This landmark paper set out the case for a rigorous classification of creative industries and occupations that became the basis for the creative industry statistics of the UK’s Department of Culture, Media and Sport (DCMS), which has since become a world standard. It resulted from a collaboration between Hasan Bakhshi of the UK think tank NESTA, Alan Freeman at the Greater London Authority, and Peter Higgs of Queensland University of Technology.
It argued that despite its strengths, the DCMS classification system, dating back to 1999, contained inconsistencies which had to be addressed to make it fully fit for purpose. It presented an improved methodology which retained the strengths of the DCMS’s approach while addressing its deficiencies. Its focus was creative intensity: the proportion of total employment within an industry that is engaged in creative occupations.
Using the list of occupations which DCMS treats as ‘creative’, the intensity of the industries it defines as creative falls within a narrow range – with only minor exceptions – that is on average over 25 times greater than in the rest of the economy. This is a defining characteristic of such industries. However, DCMS’s choice of industries excluded important codes with high creative intensity that account for large amounts of employment.
In addition, DCMS’s choice of occupations was itself open to question, because the criteria by which they were classified as ‘creative’ was not clear. The paper proposed a rigorous method for determining which occupations are creative, scoring all occupations against a ‘grid’ of five theoretically grounded criteria. The core concept that this grid articulates is that of ‘non-mechanical’ labour – labour that cannot be replaced by a machine.
The paper then proposed a fully consistent classification by using these occupations to identify, on grounds of creative intensity, those industries that appeared inappropriately included and excluded in the DCMS industrial classification (the ‘baseline’). We conducted a sensitivity analysis to show that this classification lays the basis for a robust and consistent selection of industry codes. This accords with the reality, which should be squarely faced, that uncertainty is a defining feature of emergent areas subject to persistent structural change like the creative industries, and should be dealt with in a systematic way.
Our baseline classification suggested that the DCMS inappropriately excluded a large (and growing) software-related segment of the creative industries. We argued that significant numbers of new digital creative businesses in fact reside within this segment, reflecting an increasingly tight interconnection between content production and its digital interface.

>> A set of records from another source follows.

PR #879, opened 2026-01-15
[tx] Add cuDNN flash attention

raulchen:
## Summary
  - Add `dot_product_attention()` in `tx/layers/attention.py` that
  uses cuDNN on GPU for both causal (prefill) and non-causal
  (decode) attention, with XLA fallback for CPU/TPU
  - Update Llama3 and Qwen3 models to use the shared attention
  function
  - Add GPU CI workflow via Anyscale

  ## Test plan
  - [ ] GPU tests verify cuDNN output matches XLA mask-based
  attention
  - [ ] Tests cover: causal with padding, no padding, mixed lengths,
   GQA, decode (non-causal)
  - [ ] CPU CI excludes GPU tests (`--ignore=tests/gpu`)
  
Benchmark results https://github.com/NovaSky-AI/SkyRL/issues/891#issuecomment-3775792201

### DIFF
--- a/skyrl-train/skyrl_train/inference_engines/base.py
+++ b/skyrl-train/skyrl_train/inference_engines/base.py
@@ -1,9 +1,9 @@
 from abc import ABC, abstractmethod
-from typing import List, Dict, TypedDict, Any, Optional, Hashable, TYPE_CHECKING
+from typing import TYPE_CHECKING, Any, Dict, Hashable, List, Optional, TypedDict
 
 if TYPE_CHECKING:
-    from skyrl_train.weight_sync.transfer_strategy import WeightSyncInitInfo
     from skyrl_train.weight_sync import WeightUpdateRequest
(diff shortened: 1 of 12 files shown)


skyrl-tx/ci/anyscale_gpu_ci.yaml
```diff
@@ -0,0 +1,10 @@
+name: skyrl-tx-gpu-ci
+entrypoint: bash ci/gpu_ci_run.sh
+image_uri: novaskyai/skyrl-train-ray-2.51.1-py3.12-cu12.8
+cloud: sky-anyscale-aws-us-east-1
+ray_version: "2.51.1"
+compute_config: l4_ci
+working_dir: .
+env_vars:
```
pcmoritz: I'm pretty sure this is not needed any more on modern Ray versions :)

raulchen: yeah, copied from other files. removed all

Our estimates showed that creative economy employment had become a highly significant and growing component of the workforce as a whole, accounting for 8.7 per cent of it by 2010 as compared with 8.4 per cent in 2004. They also confirm a feature of DCMS’s estimates been documented in previous Nesta research: the majority of creative workers are employed outside the creative industries in the wider creative economy; this part of the creative workforce has grown particularly strongly, rising by 10.6 per cent between 2004 and 2010.

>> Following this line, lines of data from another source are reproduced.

Issue #2578, opened 2021-04-21
Get unofficial eLua demo to compile with ChibiOS 20


rusefillc:
http://www.eluaproject.net/ is very promising and our friends at https://github.com/autosportlabs/RaceCapture-Pro_firmware are enjoying it https://wiki.autosportlabs.com/RaceCapturePro_Lua_Scripting with FreeRTOS

https://github.com/rusefi/chibios_with_elua is a fork of https://github.com/linvinus/chibios_with_elua

https://github.com/linvinus/chibios_with_elua is inactive for the last 6 years and it was compiled against cibios 3.0

rusefillc:
https://habr.com/ru/company/embox/blog/496146/ about lua not eLua

mck1117:
RC is not using eLua, it looks like they use "normal" Lua

mck1117:
lua works, closing

PR #2590, opened 2021-04-27
lua 5.4

mck1117:
not enabled on real hardware yet (but works), just loads a hardcoded script that prints out sequentially counting up integers


rusefillc:
can we submodule or not for some reason?

plz add a unit test ideally

plz add a brief overview of integration points/approach into some .md file

love it

mck1117:
The problem I saw with submodule was that the file `luaconf.h` is in the lua/src folder, and not really any way to replace it :(

rusefillc:
can we have our own copy of that file and rely on order of includes?

mck1117:
> rely on order of include durectories

I just tried it and unfortunately that doesn't work, since the compiler always looks in the current directory of the source file before checking the include path, and `lauconf.h` is in the same folder as most of the source c files.

rusefillc:
we have to fork them and rename file on our fork

rusefillc:
and reference our fork

rusefillc:
like we do chibios

rusefillc:
@mck1117 you have write access to https://github.com/rusefi/lua now

mck1117:
fixes #2578

PR #2600, opened 2021-04-28
Subaru board update

dron0gus:


dron0gus:
`Not true: Fatal not expected: CRITICAL error: Pin "PB10" required by "i2c" but is used by "i2c" PROTEUS_DEFAULTS 20210428@proteus`
Look like this is side issue.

Our work showed that the creative industries do not rely, either wholly or mainly, on traditional content or ICT activities alone. Rather, a new economic phenomenon has emerged characterised by a parallel application, within single industries, of ICT and other creative skills together. This strongly suggests that any attempt to separate ICT from other creative work or to reduce the creative industries either to an offshoot of content production, or for that matter a branch of the software industry, will not succeed.
Thus our sensitivity analysis included, among other possible variants, the impact of removing the main software occupation codes from the list considered to be creative occupations. Even after this is done, software industries employing large numbers of people emerge as intensive users of the remaining creative occupations. On this alternative scenario, the software-related industries still contribute 213,000 jobs to the creative industries. The non– software creative industries are also very important employers of ICT labour.

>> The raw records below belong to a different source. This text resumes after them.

Issue #2602, opened 2021-04-29
command line support for lua


rusefillc:
let's see our scripting working in rusEFI console!

mck1117:
done - there is now a console command `lua` that simply runs whatever you write after it.

For example, `lua print('hello')` will call the lua `print` function, causing it to print out `hello` to the console.

PR #2614, opened 2021-05-03
interactive lua

mck1117:
adds new console command, `lua`, that will parse & run arbitrary Lua code.

Example: `lua print('hello interactive!')`

completes #2602


mck1117:
image

mck1117:
Also enables Lua on F7.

We described our approach as a ‘dynamic’ mapping because a systematic method for identifying the ‘most creative’ industries produces a classification that does not over¬react to small fluctuations in the underlying data, but can respond to structural economic changes. Intensity data can be used to compare like with like over time. We thus derived a robust estimate of growth of creative economy employment which, between 2004 and 2010, rose by 6.8 per cent – more than five times the growth rate of the non-creative workforce, measured on a comparable basis. In 2010, almost 2.5 million were employed in the UK’s creative economy, of which 1.3 million worked in the creative industries.